1. Field of the Invention
The present invention relates to volatile memory in a computer, and more particularly, to limiting volatile computer memory based on available energy of an auxiliary power source.
2. Description of the Related Art
As financial, scientific, medical, and other critical data are being integrated with computers and computer networks, reliability and availability of the data continues to be important. Loss of data may have severe negative consequences for these and other users of a computer system.
Backup systems reduce the possibility of data loss. Natural disasters such as fire, lightning, hurricanes, etc., and man made disasters such as civil unrest, computer hacker attacks, and terrorist attacks can also affect computer networks and increase the need for backup systems and for data to be stored remotely. Storing data at distances from a few miles to thousands of miles is often required to overcome many disaster scenarios.
Backup systems, however, are not the complete answer for prevention of lost data. This is because data that is stored in a computer's volatile memory can be lost if power is interrupted. Even portions of data that are stored in a volatile memory in just seconds can be devastating to lose for some users. When a power interruption occurs, data stored in volatile memory, such as a read cache or write cache, is lost unless steps are taken to prevent such data loss. In response to the problem of volatile memory loss, computer systems have been developed with batteries, uninterruptible power supplies, and other energy storage means to keep computer systems running long enough to transfer data that is temporarily in the volatile memory to the permanent non-volatile memory. Non-volatile memory can take the form of a hard disk, a tape, a flash memory, and other types of memory that maintains the contents in a retrievable form within the memory without an applied source of power.
Typically, when an auxiliary power source is provided in the form of a battery, the battery is designed to be of sufficient capacity to adequately power the computer while the steps required to shutdown a computer are performed. Typically, a primary step includes transferring the contents of the volatile memory to a non-volatile memory. If, however, the battery is not charged sufficiently to perform all of the steps necessary for a complete shutdown operation, data in the computer's volatile memory may be lost when a primary power source interruption occurs.
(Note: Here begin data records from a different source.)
PR #5362, opened 2024-08-13
charts/karmada: remove duplicate app label config in scheduler-estimator

iawia002:
**What type of PR is this?**

/kind cleanup

The scheduler-estimator Pod already has an app label configured:

https://github.com/karmada-io/karmada/blob/e5b12986081bf878bf4b70f3db2f8500e0bceb02/charts/karmada/templates/karmada-scheduler-estimator.yaml#L33-L35

And we also have a default app label value in the `values.yaml`:

https://github.com/karmada-io/karmada/blob/e5b12986081bf878bf4b70f3db2f8500e0bceb02/charts/karmada/values.yaml#L801-L802

This results in duplicate app labels in the scheduler-estimator Pod:

```yaml
labels:
  app: karmada-scheduler-estimator-xx
  app: karmada-scheduler-estimator
```

 This doesn't affect the helm installation, but it prevents kustomize from building it:

```
mapping key "app" already defined
```

This patch removes the default scheduler-estimator label config in `values.yaml` to make kustomize happy.

Fixes #

```release-note
none
```

### DIFF
--- a/.github/workflows/lint-chart.yaml
+++ b/.github/workflows/lint-chart.yaml
@@ -3,6 +3,7 @@ name: Chart Lint
 
 env:
   HELM_VERSION: v3.11.2
+  KUSTOMIZE_VERSION: 5.4.3
   KIND_VERSION: v0.22.0
   KIND_NODE_IMAGE: kindest/node:v1.29.0
   K8S_VERSION: v1.29.0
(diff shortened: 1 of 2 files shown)


liangyuanpeng:
> This patch removes the default scheduler-estimator label config in values.yaml to make kustomize happy.

It is possible to add a CI for it?

chaosi-zju:
> This doesn't affect the helm installation, but it prevents kustomize from building it:

hi, could you please help explaining what does `prevents kustomize from building it` mean? how could I reproduce your following error?

iawia002:
It means if you use `kustomize build` and it depends on the Karmada chart, it will directly report an error:

```
mapping key "app" already defined
```

The root cause of the error is that there are two keys with the same name, and Kustomize's validation is very strict, not allowing such a situation. This issue can be reproduced as long as you use Kustomize and depend on the Karmada chart, even without any customization. I will add CI to validate it.
 
 > This results in duplicate app labels in the scheduler-estimator Pod:
>
> ```yaml
> labels:
>   app: karmada-scheduler-estimator-xx
>   app: karmada-scheduler-estimator
> ```

iawia002:
Please see [this action](https://github.com/karmada-io/karmada/actions/runs/10380473227/job/28740361520?pr=5362). I simulate the situation of duplicate map keys. CI will report an error directly.

RainbowMango:
Wow Xinzhao, It's been quite a while, nice to meet you again!

charts/karmada/values.yaml
```diff
@@ -798,8 +798,7 @@ schedulerEstimator:
           XXXXXXXXXXXXXXXXXXXXXXXXXXX
           -----END RSA PRIVATE KEY-----
   ## @param schedulerEstimator.labels labels of the scheduler-estimator deployment
-  labels:
-    app: karmada-scheduler-estimator
+  labels: {}
```
chaosi-zju, line 801: I may prefer keeping this label (`app: karmada-scheduler-estimator`) in `value.yaml`.

But change the key name of the label in `karmada-scheduler-estimator.yaml`, such as `targetCluster: {{ $clusterName}}`

.github/workflows/lint-chart.yaml
```diff
@@ -34,13 +35,36 @@ jobs:
...
       - name: Run chart-testing (template)
         run: |
-          helm template --set components={"search,descheduler,schedulerEstimator"} --dependency-update ./charts/karmada --debug > /dev/null
-          helm template --set components={"search,descheduler,schedulerEstimator"},certs.mode=custom --dependency-update ./charts/karmada --debug > /dev/null
-          helm template --set components={"search,descheduler,schedulerEstimator"},installMode=component --dependency-update ./charts/karmada --debug > /dev/null
-          helm template --set installMode=agent --dependency-update ./charts/karmada --debug > /dev/null
-          helm template --dependency-update ./charts/karmada-operator --debug > /dev/null   
+          cat <<EOF > post-render.sh
+          #!/bin/sh
+          cat > all.yaml
```
chaosi-zju, line 47: so you build a empty file named `all.yaml`? and then when executing `kustomize` it will build all yaml from `template` dirtory?

charts/karmada/values.yaml
iawia002: I used a more concise name: `cluster`, and this label already existed.

.github/workflows/lint-chart.yaml
iawia002: Nope, this is used in `helm --post-render`, so it's a pipe, `all.yaml` contains helm stdout contents, this makes `kustomize` able to build all template files.

charts/karmada/values.yaml
chaosi-zju: okey, yours is better~ 👍

.github/workflows/lint-chart.yaml
chaosi-zju: Thank you for your reply

I see you added a line of explanation in the comment, this makes it easier to understand. 👍

chaosi-zju:
/lgtm

cc @RainbowMango

RainbowMango (commented):
/assign

RainbowMango (approved):
/approve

The current state of the art is to monitor the auxiliary power source batteries to ensure sufficient energy is present in the batteries to be able to fully save data stored in the allocated cache or volatile memory upon the loss of power supplied to the computer. If the available energy in an auxiliary power source is in danger of dropping below a level required to shut down the computer and save all of the data stored on the volatile memory, the computer will initiate a shutdown process to ensure that the data in the volatile computer memory is saved. However, while this process is effective, it is inefficient because there will be times when the computer will initiate the shutdown process during normal operations.
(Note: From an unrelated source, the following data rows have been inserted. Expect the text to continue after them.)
PR #5369, opened 2024-08-14
charts/karmada: ignore the static-resource Pod in the post-install check

iawia002:
**What type of PR is this?**

/kind cleanup

I encountered the following situation: the `static-resource` Job failed during execution, so it retried once. The retry was successful, and although the Job eventually completed successfully, the initial failure resulted in a failed Pod. Because of this failed Pod, the post-install check script kept running, even though all Karmada components were already running. This patch makes the post-install script ignore Pods related to `static-resource`.

Fixes #

```release-note
none
```

### DIFF
--- a/charts/karmada/templates/post-install-job.yaml
+++ b/charts/karmada/templates/post-install-job.yaml
@@ -53,7 +53,8 @@ spec:
 
           # The `post-install hook job` may be applied before all karmada components are ready that rely on `static-resource job` and `hook-job secret`.
           # So, we have to postpone the deletion of the `static-resource job` and `hook-job secret` until all karmada components are up and running.
-          while [[ $(kubectl get pods -n {{ $namespace }} --field-selector=status.phase!=Running,status.phase!=Succeeded -o jsonpath='{range .items[*]}{.metadata.name}{"\n"}{end}' | wc -l) > 0 ]]; do
+          while [[ $(kubectl get pods -n {{ $namespace }} --field-selector=status.phase!=Running,status.phase!=Succeeded -o jsonpath='{range .items[*]}{.metadata.name}{"\n"}{end}' | grep -v static-resource | wc -l) > 0 ]];
+          do
             echo "waiting for all pods of karmada control plane ready..."; sleep 1;
           done
 


chaosi-zju:
Hi, this problem realted to issue #5233

if you continue to try helm installation, you may also encounter this problem.

I have a batter resolution in PR #5305, but lack of people who good at helm reviews.

I think you are very proficient in helm. Can you help me review it?

when that pr merged, this problem will gone.

chaosi-zju:
> even if we merge #5305, the `static-resource` Job will still exist, right?

yes

>  causing the post-install check to fail.

no, after my #5305, it will no longer check `static-resource` Job pod.

> I didn't see how this relates to #5233
> I remember it had nothing to do with the secret

the relation is, you can see that wait condition in `static-resource` job and some init-container are newly introduced, which aims to install each component in order. However, these wait conditions are unreasonably implemented.

unreasonable wait condition caused #5233 and yours failure, so we hope to completely rectify these wait conditions, eventually we want to change it to #5305 

Of cource, if your issue is more urgent, we can also merge yours in first and then I'll think about moving forward #5305.

> but I'm new to the Karmada chart, I don't know the big picture about it

actually, I mainly want to ask for your opinion on the issue of sequentially installing deployments. I wonder if you know some best practices.

iawia002:
We may not on the same page. The `post-install` Job is still checking if all the Pods under the `karmada-system` namespace are `Ready`, isn't it? I didn't see any updates to the post-install check script in #5305. It still checks all the Pods under the entire namespace, including the static-resource, of course.

My issue is that if the `static-resource` Job has ever failed, the `post-install` Job will not exit. It will keep waiting because there is a failed static-resource Pod in the `karmada-system` namespace.

> actually, I mainly want to ask for your opinion on the issue of sequentially installing deployments. I wonder if you know some best practices.

Hardly at all, Helm's ability to handle dependency installation is very weak.

chaosi-zju:
> The post-install Job is still checking if all the Pods under the karmada-system namespace are Ready, isn't it?

Oh, sorry ! My fault, this pr has been around for nearly 10 days, and my memory is a little confused (((;꒪ꈊ꒪;)))

I originally intended to remove this waiting check in post-install Job directly (let job auto cleanup after finished), and then for some reason did not do so, I mistakenly thought I did.

So, you this PR is not conflict with that PR, I will continue to review it~

charts/karmada/templates/post-install-job.yaml
```diff
@@ -53,7 +53,8 @@ spec:
 
           # The `post-install hook job` may be applied before all karmada components are ready that rely on `static-resource job` and `hook-job secret`.
           # So, we have to postpone the deletion of the `static-resource job` and `hook-job secret` until all karmada components are up and running.
-          while [[ $(kubectl get pods -n {{ $namespace }} --field-selector=status.phase!=Running,status.phase!=Succeeded -o jsonpath='{range .items[*]}{.metadata.name}{"\n"}{end}' | wc -l) > 0 ]]; do
+          while [[ $(kubectl get pods -n {{ $namespace }} --field-selector=status.phase!=Running,status.phase!=Succeeded -o jsonpath='{range .items[*]}{.metadata.name}{"\n"}{end}' | grep -v static-resource | wc -l) > 0 ]];
+          do
```
chaosi-zju, line 57: I still don't think it's an efficient solution ( ･´ω`･ ) .

There is a misunderstanding here: the `status.phase==Running` of the karmada component means that the component has been installed successfully, actually not.

Example: `karmada-controller-manager` will soon into `running` state, but about 10 seconds lates, it finds out it miss CRD, then it will turn into `CrashLoopBackOff` state. 

I have tested a lot before, and there is a common case:

  1. `static-resource` always failed, which means it didn't successfully applied CRDs.
  2. `karmada-controller-manager` turn `running`, and several seconds later it turn into `CrashLoopBackOff` due to misssing CRD, it repeats back and forth.
  3. just during that `Running` period, the waiting condition passed and the `static-resource` job was deleted, and the CRD will no longer have chance to apply.

This is also the reason for why it used to be waiting `static-resource` job `status.phase==Succeeded`.

iawia002: I wait for the `static-resource` Job to complete before waiting for the karmada component to be ready. I can't exclude only the failed static-resource Pods in the script below. How about this?

iawia002: > I wait for the `static-resource` Job to complete before waiting for the karmada component to be ready. I can't exclude only the failed static-resource Pods in the script below.

Hold on, I just saw we have an init container for our components to wait for `static-resource` Job to be completed, So as long as the component is in the `Running` state, the `static-resource` Job must be completed, because the init container is finished, so we no longer need this, the original way is right, we can safely exclude `static-resource` Pods in post-install check script, right?

chaosi-zju: > So as long as the component is in the Running state, the static-resource Job must be completed,

You seem to have caught the key point. I was convinced, you were right!

>  the original way is right,

right

iawia002: I have reset the commit, PTAL

chaosi-zju:
/lgtm

cc @RainbowMango

RainbowMango (approved):
/approve
Thanks.

PR #5378, opened 2024-08-15
charts/karmada: fix the creation condition of metrics-adapter related APIService

iawia002:
**What type of PR is this?**

/kind bug

I did not enable the `metricsAdapter` component, so the metrics adapter-related deployment was not created:

https://github.com/karmada-io/karmada/blob/cd99897506a42b9398f5f958f1ffe6821414f419/charts/karmada/templates/karmada-metrics-adapter.yaml#L1

However, its `APIService` was still created, causing the controller-manager to continuously output the following error:

```
Discovery failed for some groups, 3 failing: unable to retrieve the complete list of server APIs: custom.metrics.k8s.io/v1beta1: stale GroupVersion discovery: custom.metrics.k8s.io/v1beta1, custom.metrics.k8s.io/v1beta2: stale GroupVersion discovery: custom.metrics.k8s.io/v1beta2, metrics.k8s.io/v1beta1: stale GroupVersion discovery: metrics.k8s.io/v1beta1
```

Screenshot 2024-08-15 at 17 10 45

This patch updates the creation condition of the related `APIService`, ensuring that they will be created together with the deployment.

Fixes #

```release-note
Fix the creation condition of metrics-adapter related APIService.
```

### DIFF
--- a/charts/karmada/templates/_karmada_apiservice.tpl
+++ b/charts/karmada/templates/_karmada_apiservice.tpl
@@ -32,6 +32,8 @@ metadata:
 spec:
   type: ExternalName
   externalName: {{ $name }}-aggregated-apiserver.{{ include "karmada.namespace" . }}.svc.{{ .Values.clusterDomain }}
+{{- end }}
+{{- if has "metricsAdapter" .Values.components }}
 ---
 apiVersion: apiregistration.k8s.io/v1
 kind: APIService


chaosi-zju:
great finding, I 've seen this error before, but I haven't gone into the cause.

but, why not use the same condition as metrics-adapter?

charts/karmada/templates/_karmada_apiservice.tpl
```diff
@@ -32,6 +32,7 @@ metadata:
 spec:
   type: ExternalName
   externalName: {{ $name }}-aggregated-apiserver.{{ include "karmada.namespace" . }}.svc.{{ .Values.clusterDomain }}
+{{- if has "metricsAdapter" .Values.components }}
```
chaosi-zju, line 35: I think it might be in the wrong position.

The outer condition is `{{- if eq .Values.installMode "host" }}`, then if my installMode is component, it will not run into this line?

chaosi-zju: I think this block should be on the same level as the below block `{{- if has "search" .Values.components }}`

iawia002: Nice catch! Fixed.

chaosi-zju:
e2e failure rely on #5382

/retest

chaosi-zju:
Hi @a7i @XiShanYongYe-Chang  this ci failure have occurred twice, which is introduced recently~

https://github.com/karmada-io/karmada/actions/runs/10401933004/job/28839752385?pr=5378

a7i:
> Hi @a7i @XiShanYongYe-Chang this ci failure have occurred twice, which is introduced recently~
> 
> https://github.com/karmada-io/karmada/actions/runs/10401933004/job/28839752385?pr=5378

taking a look!

chaosi-zju:
/lgtm

cc @RainbowMango

iawia002:
ping @RainbowMango @XiShanYongYe-Chang

RainbowMango (approved):
/approve

That makes 100% sense. Sorry for the delay.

During a computer startup process, typically a computer's auxiliary power source is evaluated to determine whether enough energy exists to save data that will be stored in the volatile computer memory that is fully allocated for use during normal operation. The present state of the art is such that full allocation of volatile memory is set by a user and cannot be varied automatically based on available energy in the auxiliary power source.
If the computer determines that the auxiliary power source does not have enough energy to save the data stored in the fully allocated volatile computer memory, the computer startup process will be delayed for minutes or even hours while the auxiliary power source is charged to a level required to save the fully allocated volatile computer memory. In a critical application, a delay caused by waiting for the auxiliary power source to be charged is detrimental to the computer user since an application executing on the computer cannot be used.
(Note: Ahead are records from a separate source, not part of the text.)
PR #6597, opened 2025-08-03
Improve the performance of karmada-scheduler

LivingCcj:
**What type of PR is this?**
/kind feature

-->

**What this PR does / why we need it**:
The PR 
**Which issue(s) this PR fixes**:
related to issue #5202 

**Special notes for your reviewer**:

**Does this PR introduce a user-facing change?**:

```release-note
`karmada-scheduler`: Optimized the scheduler step,  invoking calculate `availableRelicas` is reduced to once, improving the performance.
```

PR #7327, opened 2026-03-25
[Proposal] Binding preemption Design for Karmada scheduler

seanlaii:
**What type of PR is this?**
/kind documentation
/kind feature

This PR adds a design proposal for binding-level preemption in the Karmada scheduler. 
Currently, priority-based scheduling only orders the queue — a high-priority binding that arrives after cluster resources are consumed by lower-priority bindings remains pending indefinitely. This proposal introduces preemption so the scheduler can evict lower-priority bindings to make room, scoped to **single-cluster Divided** scheduling in Phase 1 with estimator-based node-level simulation planned for Phase 2.

Fixes #

```release-note

```

### DIFF
--- a/docs/proposals/scheduling/binding-preemption/binding-preemption.md
+++ b/docs/proposals/scheduling/binding-preemption/binding-preemption.md
@@ -1,0 +1,765 @@
+---
+title: Binding Preemption for Karmada Scheduler
+
+authors:
+- "@seanlaii"
+
+reviewers:
+- "@RainbowMango"
+- "@XiShanYongYe-Chang"
+- "@zhzhuang-zju"
+- "@whitewindmills"
+
+approvers:
+
+creation-date: 2026-03-22
+---
+
+# Binding Preemption for Karmada Scheduler
+
+## Table of Contents
+
+- [Summary](#summary)
+- [Motivation](#motivation)
+- [Background](#background)
+- [Design Overview](#design-overview)
+- [How to Enable Preemption](#how-to-enable-preemption)
+- [API Changes](#api-changes)
+- [Phase 1: Summary-Based Preemption](#phase-1-summary-based-preemption)
+- [Phase 2: Estimator-Based Preemption](#phase-2-estimator-based-preemption)
+- [Why ClusterAffinities Is Excluded](#why-clusteraffinities-is-excluded)
+- [Alternative Designs Considered](#alternative-designs-considered)
+- [Risks and Limitations](#risks-and-limitations)
+- [Backward Compatibility](#backward-compatibility)
+- [Rollout Plan](#rollout-plan)
+- [Test Plan](#test-plan)
+- [Observability](#observability)
+
+---
+
+## Summary
+
+This proposal introduces **binding-level preemption** to the Karmada scheduler, scoped to **single-cluster scheduling scenarios**. When a high-priority ResourceBinding cannot be scheduled on its target cluster due to insufficient resources, the scheduler may evict lower-priority bindings from that cluster to make room.
+
+The proposal is phased:
+- **Phase 1**: Summary-based preemption using aggregate replica arithmetic for victim selection.
+- **Phase 2**: Estimator-based preemption with node-level simulation for precise victim selection.
+
+Priority is sourced from the existing `SchedulePriority` mechanism in `PropagationPolicy`, resolved via Kubernetes `PriorityClass`, and propagated to `ResourceBindingSpec.SchedulePriority.Priority`.
+
+## Motivation
+
+Karmada v1.13 introduced priority-based scheduling (`PriorityBasedScheduling` feature gate), which orders the scheduling queue by priority. However, a high-priority binding that arrives after cluster resources are consumed by low-priority bindings will remain pending indefinitely. This is especially painful for batch/AI workloads where GPU resources are scarce. Binding preemption closes this gap.
+
+### Example: GPU Training Preemption
+
+Consider a Karmada environment with a single GPU cluster (`gpu-cluster`, 8 GPUs) where all workloads target this cluster via `MaxGroups == 1`:
+
+**Initial state** — the cluster is full with low-priority batch jobs:
+
+| Binding | Workload | Priority | GPUs | PriorityClass |
+|---|---|---|---|---|
+| batch-job-1 | Deployment (2 replicas, 2 GPU each) | 100 | 4 | `batch` (preemptionPolicy: Never) |
+| batch-job-2 | Deployment (2 replicas, 2 GPU each) | 100 | 4 | `batch` (preemptionPolicy: Never) |
+
+Total used: 8/8 GPUs. No capacity remaining.
+
+**A high-priority training job arrives**:
+
+```yaml
+apiVersion: apps/v1
+kind: Deployment
+metadata:
+  name: training-job
+spec:
+  replicas: 2
+  template:
+    spec:
+      containers:
+      - resources:
+          requests:
+            nvidia.com/gpu: 2
+---
+apiVersion: policy.karmada.io/v1alpha1
+kind: PropagationPolicy
+metadata:
+  name: training-policy
+spec:
+  schedulePriority:
+    priorityClassSource: KubePriorityClass
+    priorityClassName: critical-training  # priority: 1000, preemptionPolicy: PreemptLowerPriority
+  placement:
+    clusterAffinity:
+      clusterNames: [gpu-cluster]
+    spreadConstraints:
+    - spreadByField: Cluster
+      maxGroups: 1
+  resourceSelectors:
+  - apiVersion: apps/v1
+    kind: Deployment
+    name: training-job
+```
+
+**Key points in the PropagationPolicy**:
+- `priorityClassName: critical-training` — references the PriorityClass that has `preemptionPolicy: PreemptLowerPriority`. This is the opt-in.
+- `maxGroups: 1` — declares single-cluster intent. Without this, the binding could reroute to other clusters on retry, making preemption unnecessary. **Preemption requires explicit `MaxGroups == 1`.**
+
+**Without preemption**: `training-job` stays pending indefinitely — the cluster is full and priority only affects queue ordering, not resource allocation.
+
+**With preemption (this proposal)**:
+
+1. Scheduler detects `assignReplicas` failure for `training-job` (priority 1000).
+2. Scheduler finds lower-priority bindings on `gpu-cluster`: `batch-job-1` (100), `batch-job-2` (100).
+3. `training-job` needs 4 GPUs. Either batch job alone frees 4 GPUs — sufficient. The reprieve loop keeps the older job (`batch-job-1`) and selects `batch-job-2` as the victim.
+4. Scheduler evicts `batch-job-2` from `gpu-cluster` via GracefulEviction and records a claim.
+5. After `batch-job-2`'s resources are freed, `training-job` schedules successfully on `gpu-cluster`.
+6. `batch-job-2` reschedules to another cluster (if available) or stays pending.
+
+### Goals
+
+1. Define the preemption model for Karmada bindings in single-cluster scenarios.
+2. Reuse the existing `SchedulePriority` / `PriorityClass` mechanism for preemption ordering.
+3. Add a `PreemptionPolicy` field to `ResourceBindingSpec.SchedulePriority`.
+4. Implement preemption inside `Schedule()` when replica assignment fails.
+5. Integrate with GracefulEviction for victim eviction.
+6. Gate behind `PriorityBasedPreemptiveScheduling` (alpha, default off).
+
+### Non-Goals
+
+1. **Multi-cluster preemption**: Coordinated victim eviction across multiple clusters. Requires iterative recalculation.
+2. **Duplicated mode preemption**: `assignByDuplicatedStrategy` assigns full replicas to all candidates and never returns an error. The preemption trigger is unreachable.
+3. **StaticWeight preemption**: Divides by weight ratio without capacity checks. Never returns an error.
+4. **Component scheduling preemption**: Multi-component workloads (`len(Components) > 1`) bypass `assignFunc` in `AssignReplicas` entirely. Supporting them as preemptors requires a different trigger mechanism. See [Component Scheduling Path](#component-scheduling-path) for the future extension path.
+5. Preemption for ClusterResourceBinding.
+6. Gang preemption.
+7. Cross-scheduler preemption coordination.
+8. PodDisruptionBudget-aware preemption at the Karmada level.
+9. **ClusterAffinities preemption**: See [Why ClusterAffinities Is Excluded](#why-clusteraffinities-is-excluded).
+
+## Background
+
+### Current Scheduling Pipeline
+
+```
+ResourceBinding enqueued → Pop (priority-ordered) → findClustersThatFit (Filter)
+→ prioritizeClusters (Score) → selectClusters (SpreadConstraints + capacity)
+→ assignReplicas (Duplicated/Aggregated/StaticWeight/DynamicWeight) → Write result
+```
+
+There is no preemption phase. If scheduling fails, the binding enters `backoffQ` or `unschedulableBindings`.
+
+**Where capacity is checked**: Filter plugins do **not** check resource capacity. Capacity is first evaluated in `selectClusters` via `calAvailableReplicas` (which queries the general-estimator and/or scheduler-estimator for `AllocatableReplicas`), then checked again in `assignReplicas` via `dynamicDivideReplicas`.
+
+### Assignment Strategies and Error Behavior
+
+| Strategy | Checks capacity? | Returns `UnschedulableError`? |
+|---|---|---|
+| **Aggregated** | Yes (via `dynamicDivideReplicas`) | Yes |
+| **DynamicWeight** | Yes (via `dynamicDivideReplicas`) | Yes |
+| **StaticWeight** | No — divides by weight ratio | Never |
+| **Duplicated** | No — assigns full replicas to all | Never |
+
+`dynamicDivideReplicas` is the **only place** in the assignment flow that returns `UnschedulableError`. This is the preemption trigger point.
+
+### Existing Priority Scheduling
+
+`PropagationPolicy.spec.schedulePriority` specifies a `PriorityClassSource` and `PriorityClassName`. The ResourceDetector resolves this to a numeric priority written to `ResourceBindingSpec.SchedulePriority.Priority`. The priority queue orders bindings by priority descending, FIFO for ties.
+
+### Prior Art
+
+| System | Preemption unit | Trigger | Post-preemption coordination |
+|---|---|---|---|
+| **Kubernetes** | Pod on a node | PostFilter (all nodes rejected) | NominatedNodeName + in-memory nominator |
+| **Kueue** | Workload (atomic) | Insufficient ClusterQueue quota | preemptionExpectations (UID tracking) |
+| **Volcano** | Task within Job | Preempt/Reclaim actions | Transaction commit/rollback |
+
+Related proposals: [Binding Priority and Preemption](../binding-priority-preemption/README.md) (direct predecessor), [Policy Preemption](../policy-preemption/README.md), [Multiple Pod Templates Scheduling](../multi-podtemplate-support/multiple-pod-template-support.md).
+
+**Note**: Policy preemption (`PolicyPreemption` feature gate) resolves "which policy controls a resource" at the ResourceDetector level. Binding preemption (this proposal) resolves "which workload gets cluster resources when scarce" at the scheduler level. They are complementary and independent.
+
+## Design Overview
+
+```
+High-priority binding cannot schedule (assignReplicas fails)
+        │
+        ▼
+┌─── Preemption Trigger ───────────────────────────────────────────────┐
+│  Is preemption applicable?                                           │
+│  (workload? single-component? ClusterAffinity? MaxGroups==1?         │
+│   PreemptLowerPriority? feature gates enabled?)                      │
+└───────────────────────┬──────────────────────────────────────────────┘
+                        │ yes
+                        ▼
+┌─── Victim Selection ─────────────────────────────────────────────────┐
+│  1. Find lower-priority bindings on target cluster (via index)       │
+│  2. Check: evicting all candidates frees enough resources?           │
+│  3. Reprieve highest-priority candidates first (minimum victim set)  │
+│                                                                      │
+│  Phase 1: Aggregate replica arithmetic                               │
+│  Phase 2: Estimator gRPC → node-level simulation (preferred)         │
+│           Falls back to Phase 1 if estimator unavailable             │
+└───────────────────────┬──────────────────────────────────────────────┘
+                        │ victims found
+                        ▼
+┌─── Preemption Claims ────────────────────────────────────────────────┐
+│  Record in-memory claim on target cluster (10-min TTL)               │
+│  → Prevents re-preemption on retry                                   │
+│  → Reserves capacity (lower-priority bindings see reduced capacity)  │
+│  → Replaced (not accumulated) if target cluster changes              │
+└───────────────────────┬──────────────────────────────────────────────┘
+                        │
+                        ▼
+┌─── Preemption Execution ─────────────────────────────────────────────┐
+│  For each victim: GracefulEvictCluster (30s grace period)            │
+│  Preemptor enters unschedulableBindings (waits for resources)        │
+│  On retry: victim resources freed → preemptor schedules successfully │
+└──────────────────────────────────────────────────────────────────────┘
+```
+
+**Key concepts**:
+
+- **Preemption trigger**: `assignReplicas` failure (only Aggregated/DynamicWeight can fail).
+- **Victim selection**: "Remove all, then reprieve" greedy heuristic (same as Kubernetes `SelectVictimsOnNode`).
+- **Preemption claims**: In-memory capacity reservation (equivalent to Kubernetes' in-memory pod nominator).
+- **Preemption execution**: Existing GracefulEviction mechanism. Per-cluster, all-or-nothing (consistent with Kubernetes per-pod preemption).
+- **Cross-kind, cross-namespace**: Preemption is purely priority-based with no kind or namespace restrictions, consistent with Kubernetes.
+
+## How to Enable Preemption
+
+1. **Enable feature gates** on the Karmada scheduler: `--feature-gates=PriorityBasedScheduling=true,PriorityBasedPreemptiveScheduling=true`
+2. **Create PriorityClasses** with `preemptionPolicy: PreemptLowerPriority` (for preemptors) or `preemptionPolicy: Never` (for non-preemptors). Note: Kubernetes defaults `preemptionPolicy` to `PreemptLowerPriority` when unset, so omitting the field enables preemption.
+3. **Reference the PriorityClass** in PropagationPolicy via `schedulePriority.priorityClassSource: KubePriorityClass`.
+4. **Declare single-cluster intent** with `maxGroups: 1` in `placement.spreadConstraints`.
+
+## API Changes
+
+### Add `PreemptionPolicy` to `SchedulePriority`
+
+```go
+type PreemptionPolicy string
+
+const (
+    PreemptLowerPriority PreemptionPolicy = "PreemptLowerPriority"
+)
+
+type SchedulePriority struct {
+    Priority         int32            `json:"priority,omitempty"`
+    PreemptionPolicy PreemptionPolicy `json:"preemptionPolicy,omitempty"`
+}
+```
+
+- Defaults to unset (empty string), meaning the binding never preempts. No explicit "Never" constant is needed — the zero value naturally means "no preemption."
+- The ResourceDetector maps `PreemptionPolicy` from the PriorityClass's `preemptionPolicy` field when `PriorityBasedPreemptiveScheduling` is enabled. Kubernetes defaults `preemptionPolicy` to `PreemptLowerPriority` when unset, so any PriorityClass without explicit `preemptionPolicy: Never` enables preemption at the binding level. The feature gate (alpha, default off) provides the primary opt-in control.
+
+### New Constants and Feature Gate
+
+```go
+const (
+    EvictionProducerScheduler      = "Scheduler"
+    EvictionReasonBindingPreempted = "BindingPreempted"
+)
+
+// Feature gate (alpha, default off). Requires PriorityBasedScheduling.
+PriorityBasedPreemptiveScheduling featuregate.Feature = "PriorityBasedPreemptiveScheduling"
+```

What is needed is a process, apparatus, and system that limit allocated volatile computer memory based on available energy in an auxiliary power source. Beneficially, such a process, apparatus, and system would determine the available energy of the auxiliary power source and limit volatile computer memory allocated for use. In addition, during a computer startup process, the status of available energy in an auxiliary power source would be evaluated, and volatile computer memory would be limited such that the computer could be put into use earlier than if the startup process had to wait for the auxiliary power source to be charged to a level needed to store data for a fully allocated volatile computer memory. In other words, the computer would be allowed to operate at a reduced operation level that matches the amount of available battery power capable of saving the data in the volatile memory. As the battery power increases, the relative operational speed of the computer will gradually increase until reaching full operational levels.